#### Record extracts ####
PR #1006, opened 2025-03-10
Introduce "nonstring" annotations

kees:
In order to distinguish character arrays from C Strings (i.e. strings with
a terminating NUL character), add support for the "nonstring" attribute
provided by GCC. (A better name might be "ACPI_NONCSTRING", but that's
####
#### Record extracts ####
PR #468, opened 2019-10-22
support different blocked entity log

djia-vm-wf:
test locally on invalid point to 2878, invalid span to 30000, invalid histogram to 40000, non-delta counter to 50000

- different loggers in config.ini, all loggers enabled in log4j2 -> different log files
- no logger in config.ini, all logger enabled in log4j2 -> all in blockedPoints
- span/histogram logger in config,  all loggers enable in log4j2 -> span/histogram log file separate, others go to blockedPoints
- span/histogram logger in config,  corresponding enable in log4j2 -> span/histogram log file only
####
Goal of the exercise:
Look through the entries above and copy each line that has "nonstring" in it.

Expected output:
Introduce "nonstring" annotations
a terminating NUL character), add support for the "nonstring" attribute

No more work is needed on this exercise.